* [What is required]: Line by line, transcribe the records exactly.

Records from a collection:
* * * *

PR #4082, opened 2020-05-22
motif.rb and nedit.rb added to packages

dji-transpire:
Adds motif and nedit to packages

## Description
provide nedit and motif

## Addtional information
tested on a Lenovo Duet
Works properly:
- [NA] x86_64
- [X] aarch64 (reasons why it doesn't)

---

## That's it

### DIFF
--- a/packages/motif.rb
+++ b/packages/motif.rb
@@ -1,0 +1,38 @@
+require 'package'
+
+class Motif < Package
+  description 'Open Motif'
+  homepage 'https://github.com/libass/libass'
+  version '2.3.8'
+  source_url 'https://downloads.sourceforge.net/project/motif/Motif%202.3.8%20Source%20Code/motif-2.3.8.tar.gz'
+  source_sha256 '859b723666eeac7df018209d66045c9853b50b4218cecadb794e2359619ebce7' 
+
+  # binary_url ({
+  #    aarch64: 'file:///home/chronos/user/Downloads/motif/motif-2.3.8-chromeos-aarch64.tar.xz'
+  # })
+  # binary_sha256 ({
+  #    aarch64: 'b9a8d12260d88c0d1d40e64db579e32f7744a0e1f391c5a054a162aca392d9e9'
+  # })
+
+  #depends_on 'automake' => :build
+  #depends_on 'autoconf' => :build
+  #depends_on 'libtool' => :build
+  #depends_on 'fribidi'
+  #depends_on 'fontconfig'  
+
+  def self.build
+    system "autoconf"
+    system "./configure --prefix=#{CREW_PREFIX} --libdir=#{CREW_LIB_PREFIX}"
+    system "make"
+  end
+
+  def self.install
+    system "make", "DESTDIR=#{CREW_DEST_DIR}", "install"
+  end
+
+  def self.check
+    system "make", "check"
+  end
+
+end
+
--- a/packages/nedit.rb
+++ b/packages/nedit.rb
@@ -1,0 +1,40 @@
+require 'package'
+
+class Nedit < Package
+  description 'Nedit 5.7'
+  homepage 'https://sourceforge.net/projects/nedit/'
+  version '5.7'
+  source_url 'https://downloads.sourceforge.net/project/nedit/nedit-source/nedit-5.7-src.tar.gz'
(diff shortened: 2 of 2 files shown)


packages/motif.rb
```diff
@@ -0,0 +1,38 @@
...
+  # })
+  # binary_sha256 ({
+  #    aarch64: 'b9a8d12260d88c0d1d40e64db579e32f7744a0e1f391c5a054a162aca392d9e9'
+  # })
+
+  #depends_on 'automake' => :build
+  #depends_on 'autoconf' => :build
+  #depends_on 'libtool' => :build
+  #depends_on 'fribidi'
+  #depends_on 'fontconfig'
```
uberhacker, line 21: If you need fribidi and fontconfig dependencies, these lines will need to be uncommented.

packages/motif.rb
```diff
@@ -0,0 +1,38 @@
...
+
+  #depends_on 'automake' => :build
+  #depends_on 'autoconf' => :build
+  #depends_on 'libtool' => :build
+  #depends_on 'fribidi'
+  #depends_on 'fontconfig'  
+
+  def self.build
+    system "autoconf"
+    system "./configure --prefix=#{CREW_PREFIX} --libdir=#{CREW_LIB_PREFIX}"
```
uberhacker, line 25: This line could be simplified to `system "./configure #{CREW_OPTIONS}"`

packages/nedit.rb
```diff
@@ -0,0 +1,40 @@
...
+  #    aarch64: 'file:///home/chronos/user/Downloads/nedit/nedit-5.7-chromeos-aarch64.tar.xz'
+  # })
+  # binary_sha256 ({
+  #    aarch64: '8c60d9a44afafc6e3be4fb4084ec42c3f36910a466bcc59cfe4a5f199c1aef7b'
+  # })
+
+  #depends_on 'automake' => :build
+  #depends_on 'autoconf' => :build
+  depends_on 'libxfont2'
+  depends_on 'sed'
```
uberhacker, line 20: The sed dependency line is not needed since that is included in "core".

packages/nedit.rb
```diff
@@ -0,0 +1,40 @@
...
+  depends_on 'motif'
+
+  def self.build
+    #system "autoconf"
+    #system "./configure --prefix=#{CREW_PREFIX} --libdir=#{CREW_LIB_PREFIX}"
+    system "sed -i 's/$@/linux/g' Makefile"
```
uberhacker, line 26: This line could go in the patch section like below:
```
  def self.patch
    system "sed -i 's/$@/linux/g' Makefile"
  end

  def self.build
    system "make linux"
  end
```

packages/nedit.rb
```diff
@@ -0,0 +1,40 @@
...
+    system "make linux"
+  end
+
+  def self.install
+    #system "make", "DESTDIR=#{CREW_DEST_DIR}", "install"
+    system "cp ./source/nedit /usr/local/bin"
```
uberhacker, line 32: This line will not install correctly since it doesn't go into the `#{CREW_DEST_DIR}` tracking location.  Please change to:
```
    system "install -Dm755 ./source/nedit #{CREW_DEST_PREFIX}/bin/nedit"
```

uberhacker: Any manpage included in the build?

uberhacker:
Thank you for the new packages @dji-transpire!  Please see comments.

packages/motif.rb
```diff
@@ -0,0 +1,38 @@
+require 'package'
+
+class Motif < Package
+  description 'Open Motif'
+  homepage 'https://github.com/libass/libass'
```
uberhacker, line 5: Wrong homepage?

packages/nedit.rb
```diff
@@ -0,0 +1,40 @@
+require 'package'
+
+class Nedit < Package
+  description 'Nedit 5.7'
```
uberhacker, line 4: Can we have a better description?

packages/motif.rb
```diff
@@ -0,0 +1,38 @@
+require 'package'
+
+class Motif < Package
+  description 'Open Motif'
```
uberhacker, line 4: It would be nice to include some more details to the description.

* * * *

* [Exercise answer]:
PR #4082, opened 2020-05-22
motif.rb and nedit.rb added to packages

dji-transpire:
Adds motif and nedit to packages

## Description
provide nedit and motif

## Addtional information
tested on a Lenovo Duet
Works properly:
- [NA] x86_64
- [X] aarch64 (reasons why it doesn't)

---

## That's it

### DIFF
--- a/packages/motif.rb
+++ b/packages/motif.rb
@@ -1,0 +1,38 @@
+require 'package'
+
+class Motif < Package
+  description 'Open Motif'
+  homepage 'https://github.com/libass/libass'
+  version '2.3.8'
+  source_url 'https://downloads.sourceforge.net/project/motif/Motif%202.3.8%20Source%20Code/motif-2.3.8.tar.gz'
+  source_sha256 '859b723666eeac7df018209d66045c9853b50b4218cecadb794e2359619ebce7' 
+
+  # binary_url ({
+  #    aarch64: 'file:///home/chronos/user/Downloads/motif/motif-2.3.8-chromeos-aarch64.tar.xz'
+  # })
+  # binary_sha256 ({
+  #    aarch64: 'b9a8d12260d88c0d1d40e64db579e32f7744a0e1f391c5a054a162aca392d9e9'
+  # })
+
+  #depends_on 'automake' => :build
+  #depends_on 'autoconf' => :build
+  #depends_on 'libtool' => :build
+  #depends_on 'fribidi'
+  #depends_on 'fontconfig'  
+
+  def self.build
+    system "autoconf"
+    system "./configure --prefix=#{CREW_PREFIX} --libdir=#{CREW_LIB_PREFIX}"
+    system "make"
+  end
+
+  def self.install
+    system "make", "DESTDIR=#{CREW_DEST_DIR}", "install"
+  end
+
+  def self.check
+    system "make", "check"
+  end
+
+end
+
--- a/packages/nedit.rb
+++ b/packages/nedit.rb
@@ -1,0 +1,40 @@
+require 'package'
+
+class Nedit < Package
+  description 'Nedit 5.7'
+  homepage 'https://sourceforge.net/projects/nedit/'
+  version '5.7'
+  source_url 'https://downloads.sourceforge.net/project/nedit/nedit-source/nedit-5.7-src.tar.gz'
(diff shortened: 2 of 2 files shown)


packages/motif.rb
```diff
@@ -0,0 +1,38 @@
...
+  # })
+  # binary_sha256 ({
+  #    aarch64: 'b9a8d12260d88c0d1d40e64db579e32f7744a0e1f391c5a054a162aca392d9e9'
+  # })
+
+  #depends_on 'automake' => :build
+  #depends_on 'autoconf' => :build
+  #depends_on 'libtool' => :build
+  #depends_on 'fribidi'
+  #depends_on 'fontconfig'
```
uberhacker, line 21: If you need fribidi and fontconfig dependencies, these lines will need to be uncommented.

packages/motif.rb
```diff
@@ -0,0 +1,38 @@
...
+
+  #depends_on 'automake' => :build
+  #depends_on 'autoconf' => :build
+  #depends_on 'libtool' => :build
+  #depends_on 'fribidi'
+  #depends_on 'fontconfig'  
+
+  def self.build
+    system "autoconf"
+    system "./configure --prefix=#{CREW_PREFIX} --libdir=#{CREW_LIB_PREFIX}"
```
uberhacker, line 25: This line could be simplified to `system "./configure #{CREW_OPTIONS}"`

packages/nedit.rb
```diff
@@ -0,0 +1,40 @@
...
+  #    aarch64: 'file:///home/chronos/user/Downloads/nedit/nedit-5.7-chromeos-aarch64.tar.xz'
+  # })
+  # binary_sha256 ({
+  #    aarch64: '8c60d9a44afafc6e3be4fb4084ec42c3f36910a466bcc59cfe4a5f199c1aef7b'
+  # })
+
+  #depends_on 'automake' => :build
+  #depends_on 'autoconf' => :build
+  depends_on 'libxfont2'
+  depends_on 'sed'
```
uberhacker, line 20: The sed dependency line is not needed since that is included in "core".

packages/nedit.rb
```diff
@@ -0,0 +1,40 @@
...
+  depends_on 'motif'
+
+  def self.build
+    #system "autoconf"
+    #system "./configure --prefix=#{CREW_PREFIX} --libdir=#{CREW_LIB_PREFIX}"
+    system "sed -i 's/$@/linux/g' Makefile"
```
uberhacker, line 26: This line could go in the patch section like below:
```
  def self.patch
    system "sed -i 's/$@/linux/g' Makefile"
  end

  def self.build
    system "make linux"
  end
```

packages/nedit.rb
```diff
@@ -0,0 +1,40 @@
...
+    system "make linux"
+  end
+
+  def self.install
+    #system "make", "DESTDIR=#{CREW_DEST_DIR}", "install"
+    system "cp ./source/nedit /usr/local/bin"
```
uberhacker, line 32: This line will not install correctly since it doesn't go into the `#{CREW_DEST_DIR}` tracking location.  Please change to:
```
    system "install -Dm755 ./source/nedit #{CREW_DEST_PREFIX}/bin/nedit"
```

uberhacker: Any manpage included in the build?

uberhacker:
Thank you for the new packages @dji-transpire!  Please see comments.

packages/motif.rb
```diff
@@ -0,0 +1,38 @@
+require 'package'
+
+class Motif < Package
+  description 'Open Motif'
+  homepage 'https://github.com/libass/libass'
```
uberhacker, line 5: Wrong homepage?

packages/nedit.rb
```diff
@@ -0,0 +1,40 @@
+require 'package'
+
+class Nedit < Package
+  description 'Nedit 5.7'
```
uberhacker, line 4: Can we have a better description?

packages/motif.rb
```diff
@@ -0,0 +1,38 @@
+require 'package'
+
+class Motif < Package
+  description 'Open Motif'
```
uberhacker, line 4: It would be nice to include some more details to the description.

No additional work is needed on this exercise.